### SUPPLIED DATA ###
Issue #540, opened 2023-11-18
Document how to use a persistent build directory and associated caveats


dnicolodi:
- Explain why you'd want to use the ``build-dir`` option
###
WHAT YOU WILL DO: Reproduce the material above in full, exactly.

THE COMPLETED TASK:
Issue #540, opened 2023-11-18
Document how to use a persistent build directory and associated caveats


dnicolodi:
- Explain why you'd want to use the ``build-dir`` option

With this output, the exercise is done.